The Basics: Torque, Power, and Acceleration

Torque is the twisting force the engine applies. Power is simply torque applied quickly. The two are related by the precise and slightly boring equation:

P = T × ω

Where P is power, T is torque, and ω is engine speed in radians per second. Yes, radians – we are not barbarians.

Acceleration at the wheel follows from:

F = M·a and T = r·F = r·M·a

This means the only thing separating you from an embarrassing 0–100 time is mass, gearing, and your choice at lunch (pie or salad).

From Calculus to Car Feel

Average power over a rev band (ω₁ to ω₂) is defined as:

Average Power = (1 / (ω₂ − ω₁)) · ∫ω₁ω₂ T(ω) · ω dω

This integral is the mathematical way of saying: “If the torque curve is fat, the car goes fast. If it is skinny, you should have bought your bicycle.”

Flat vs Rising Torque Curves

Engines with positive-displacement superchargers (Jaguar V6, Audi V8, etc.) deliver a nearly flat torque curve. That means instant shove from idle to redline – a very German approach: consistent, efficient, predictable.

Centrifugal superchargers and certain turbos, on the other hand, build torque with rpm. This gives the illusion of drama. Mathematically, however, drama is inefficient.

Assume torque rises linearly from T₁ at ω₁ to T₂ at ω₂. Then:

  • Exact average power:
    Pexact ∝ (T₂ − T₁)(ω₂ − ω₁) / ln(R), with R = T₂/T₁
  • Approximation (area under curve):
    Papprox ∝ (T₁ + T₂)/2 · (ω₂ − ω₁)

Difference: Close enough. Your stopwatch will not care, an engineer will raise an eyebrow.

A Real-World Illustration

Two engines, both with 400 Nm peak:

  • Engine A (flat): ~400 Nm from 2,000 to 6,000 rpm.
  • Engine B (rising): ~150 Nm at 2,000 rpm, climbing to 400 Nm at 6,000 rpm.

Spec sheets say: “Both 400 Nm.” Reality says: Engine A accelerates everywhere.
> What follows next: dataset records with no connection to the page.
PR #1911, opened 2024-11-22
use error_in_core for BinaryReaderError

12101111:


pchickey:
Thanks! This rust feature got stabilized in 1.82. We will have to wait a little longer because of the MSRV policy of this project is to be at least 2 behind stable: https://github.com/bytecodealliance/wasm-tools/blob/main/Cargo.toml#L64-L66

So, once 1.84 is out, we can bump the MSRV in Cargo.toml and land this.

alexcrichton:
For wasm-tools the minimum version lags a bit behind Wasmtime due to the broader usage in other projects as well, but in the meantime @12101111 would you be up for adding detection in the build script? One option for doing this is to detect the rustc version in a build script and if it's at-or-above the stabilization of `core::error` then we can unconditionally include this impl (so either `feature = "std"` or new enough rustc)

Engine B accelerates only when you are already late to your dentist appointment. This is why torque spread matters more than peak headlines.

The Takeaway

Peak horsepower figures are for marketing departments. The area under the torque curve is for engineers, drivers, and anyone who values getting to the next village before the bakery closes.

So remember: maximise torque across the rev range, not just at one photogenic peak. Your car – and your pride – will thank you.